• Germany's news in English
 
app_header_v3

'Diversity in Germany has become reality'

The Local · 29 May 2013, 15:53

Published: 29 May 2013 15:53 GMT+02:00

Twenty years ago, two women of Turkish descent and three young girls were killed in their home during a far-right arson attack in Solingen, North-Rhine Westphalia. Three days earlier, on May 26th 1993, Germany's asylum laws were drastically tightened. It appeared at the time as a bleak triumph for xenophobes especially given earlier pogroms and racist attacks in places such as Hoyerswerda, Rostock and Mölln.
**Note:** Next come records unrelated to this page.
PR #902, opened 2019-12-26
[fix #882, #897] header translation

### LINKED ISSUE #882: When changing language, tab headers only refresh when switching tab (regression)
I think this is a regression from this PR:
https://github.com/readium/readium-desktop/pull/879/files#diff-a1228900df8ff573cefb675232bfceb2
(not 100% sure, but the `__` translate props looks suspicious)

### LINKED ISSUE #897: wrong navigation header language when the app is launched
Move the app in French. Close it. 
Reopen it. The navigation header + the second level (search / All books) are in English, the other parts are in French. 
Select Catalogs -> the navigation header is now in French. 

It seems to be a bad initialization of the navigation header.

panaC:
fixes #882 #897

### DIFF
--- a/src/renderer/redux/sagas/i18n.ts
+++ b/src/renderer/redux/sagas/i18n.ts
@@ -13,8 +13,11 @@ import { all, call } from "redux-saga/effects";
 function* localeWatcher() {
     while (true) {
         const action = yield* takeTyped(i18nActions.setLocale.build);
+
         const translator = diRendererGet("translator");
         translator.setLocale(action.payload.locale);
+
+        document.documentElement.setAttribute("lang", action.payload.locale);
     }
 }
 
--- a/src/renderer/redux/sagas/win.ts
+++ b/src/renderer/redux/sagas/win.ts
@@ -5,14 +5,19 @@
 // that can be found in the LICENSE file exposed on Github (readium) in the project repository.
 // ==LICENSE-END==
 
-import { SagaIterator } from "redux-saga";
-import { put, take } from "redux-saga/effects";
-
+import { i18nActions } from "readium-desktop/common/redux/actions/";
 import { winActions } from "readium-desktop/renderer/redux/actions";
+import { SagaIterator } from "redux-saga";
+import { all, put, take } from "redux-saga/effects";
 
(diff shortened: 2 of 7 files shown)


src/renderer/redux/sagas/win.ts
```diff
@@ -5,14 +5,19 @@
...
 
 export function* winInitWatcher(): SagaIterator {
     while (true) {
-        yield take(winActions.initRequest.ID);
+
+        yield all({
+            win: take(winActions.initRequest.ID),
+            i18n: take(i18nActions.setLocale.ID),
+        });
+
```
danielweck: When looking at this PR #902 in isolation, it is not clear why combining `winActions.initRequest` and `i18nActions.setLocale` is so important to trigger `winActions.initSuccess`.

So, I would like to suggest closing this PR, and instead promote PR #903 as a *complete* self-explanatory solution to issues #882 and #897. The critical code change is evident in this particular diff:
https://github.com/readium/readium-desktop/pull/903/files#diff-c5e985b08bbba519929349eeff28018fR19

@panaC what do you think?

src/renderer/redux/sagas/i18n.ts
```diff
@@ -13,8 +13,11 @@ import { all, call } from "redux-saga/effects";
 function* localeWatcher() {
     while (true) {
         const action = yield* takeTyped(i18nActions.setLocale.build);
+
         const translator = diRendererGet("translator");
         translator.setLocale(action.payload.locale);
+
+        document.documentElement.setAttribute("lang", action.payload.locale);
```
danielweck: I do not know if performing DOM mutations from a Redux Saga is "good development practice" (as opposed to doing this from a React component / `*.tsx` file) ... but as far as I am concerned this is an acceptable coding "shortcut", because DOM mutations are hacky in the first place anyway (much like relying extensively on React DOM refs). So, unless somebody has a strong opinion against migrating this minor DOM mutation into renderer-process Redux Saga, I am fine with the proposed change.

src/renderer/redux/sagas/win.ts
panaC: you're right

Those crimes left a macabre trail that has continued to the present day, climaxing in the ten murders carried out by the neo-Nazi National Socialist Underground (NSU) group. Most of their victims were also people of Turkish origin.

It is no coincidence that on the 20th anniversary of the Solingen attacks, the "Genc Prize for Peace and Harmony" will be awarded to Sebastian Edathy, member of parliament and chairman of the NSU investigation committee, and Ismail Yozgat, the father of one of the NSU victims. The award is named after the Turkish family whose house in Solingen was targeted by neo-Nazis.

Survivors of the family, some of whom have German citizenship today, are firmly championing reconciliation and understanding, awareness and integration.

Since 2006, the German government has held an official "integration summit", which met on Tuesday in the chancellory. The summit is used by Chancellor Angela Merkel to push for a dialogue between different cultures and religions, to raise education and German language levels among migrants and urge Germans to be more welcoming.

It is not just an attempt to be nice, but also regarding the lack of skilled workers in Germany and a demographic development that has prompted the country to look for more qualified immigrants. "Children, not Indians," a 2000 populist campaign slogan of the Christian Democratic Party in response to plans to invite foreign IT workers, is unthinkable today.

Germany has long been a land of immigration. Still, the word "migrant" is used in politics and the media to describe people who have lived here for decades because it sounds softer, temporary and casual. But in reality, much has changed on the cultural, political and factual level since the Solingen attack. But a lot doesn't mean everything.

In Germany, just like in most other European nations, racism, xenophobia and right-wing extremism continue to exist, with surveys showing that around 25 percent of the population in European nations are wary of foreigners and outsiders.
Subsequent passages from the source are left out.